A wire of length 2 units is cut into two parts which are bent respectively to form a square of side = $$x$$ units and a circle of radius = $$r$$ units. If the sum of the areas of the square and the circle so formed is minimum, then

Let us denote by $$x$$ the side of the square and by $$r$$ the radius of the circle.
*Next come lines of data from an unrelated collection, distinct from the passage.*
PR #1231, opened 2016-12-09
Changed urllib import to be more restrictive

Nihlus:
On certain Linux platforms, urllib in py3 no longer accepts a top-level module import. Restricting the imported modules to just "parse" fixes this issue.

This has been tested and is verified working on the following configuration:
Linux Mint 18 x86 Cinnamon


Ghostkeeper:
Good change. Thanks!

Still works on Ubuntu.

PR #1234, opened 2016-12-10
Add definition and bed mesh for Kossel Pro

ex-nerd:
Kossel Pro is a larger version of the Kossel Mini, which is already represented here.

Source for generating these files can be found here:

https://github.com/dotscad/openbeam/blob/master/kossel_pro_build_platform/


Ghostkeeper:
Looks good! Thanks!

The total wire length is 2 units and it is divided between the perimeters of these two figures.

Perimeter formula for a square: $$P_{\text{square}} = 4x.$$

Circumference formula for a circle: $$C_{\text{circle}} = 2\pi r.$$

Since the whole wire is used, the length-constraint equation is

$$4x \;+\; 2\pi r \;=\; 2.$$

The area of the square is $$A_{\text{square}} = x^{2},$$ and the area of the circle is $$A_{\text{circle}} = \pi r^{2}.$$

Hence the total area to be minimised is

$$S \;=\; x^{2} \;+\; \pi r^{2}.$$

From the constraint we can express $$r$$ in terms of $$x$$. Starting with

$$4x + 2\pi r = 2,$$

subtract $$4x$$ from both sides:

$$2\pi r = 2 - 4x.$$

Divide by $$2\pi$$:

$$r = \dfrac{2 - 4x}{2\pi} = \dfrac{1 - 2x}{\pi}.$$

Now substitute this expression for $$r$$ into the formula for $$S$$:

$$\begin{aligned} S(x) &= x^{2} + \pi\left(\dfrac{1 - 2x}{\pi}\right)^{2} \\ &= x^{2} + \pi \cdot \dfrac{(1 - 2x)^{2}}{\pi^{2}} \\ &= x^{2} + \dfrac{(1 - 2x)^{2}}{\pi}. \end{aligned}$$

To find the minimum we differentiate $$S(x)$$ with respect to $$x$$ and set the derivative to zero.

Differentiate term by term:

$$\frac{d}{dx}\bigl[x^{2}\bigr] = 2x,$$

and for the second term we first note the chain rule: $$\frac{d}{dx}(1 - 2x)^{2} = 2(1 - 2x)(-2) = -4(1 - 2x).$$ Therefore

$$\frac{d}{dx}\left[\dfrac{(1 - 2x)^{2}}{\pi}\right] = \dfrac{-4(1 - 2x)}{\pi}.$$

So the derivative of $$S$$ is

$$S'(x) = 2x - \dfrac{4}{\pi}(1 - 2x).$$

Setting $$S'(x) = 0$$ for the extremum gives

$$2x - \dfrac{4}{\pi}(1 - 2x) = 0.$$

Multiply every term by $$\pi$$ to clear the denominator:

$$2\pi x - 4(1 - 2x) = 0.$$

Expand the bracket:

$$2\pi x - 4 + 8x = 0.$$

Group the $$x$$ terms:

$$(2\pi x + 8x) = 4.$$

Factor out $$x$$:

$$x(2\pi + 8) = 4.$$

Divide by $$2\pi + 8$$:

$$x = \dfrac{4}{2\pi + 8} = \dfrac{4}{2(\pi + 4)} = \dfrac{2}{\pi + 4}.$$

Now find the corresponding $$r$$ using $$r = \dfrac{1 - 2x}{\pi}$$:

Substitute $$x = \dfrac{2}{\pi + 4}$$:

$$\begin{aligned} r &= \dfrac{1 - 2\left(\dfrac{2}{\pi + 4}\right)}{\pi} \\ &= \dfrac{1 - \dfrac{4}{\pi + 4}}{\pi} \\ &= \dfrac{\dfrac{\pi + 4 - 4}{\pi + 4}}{\pi} \\ &= \dfrac{\dfrac{\pi}{\pi + 4}}{\pi} \\ &= \dfrac{1}{\pi + 4}. \end{aligned}$$

Comparing $$x$$ and $$r$$:

$$x = \dfrac{2}{\pi + 4}, \qquad r = \dfrac{1}{\pi + 4}.$$ Therefore

$$x = 2r.$$

This relation matches Option A.

Hence, the correct answer is Option A.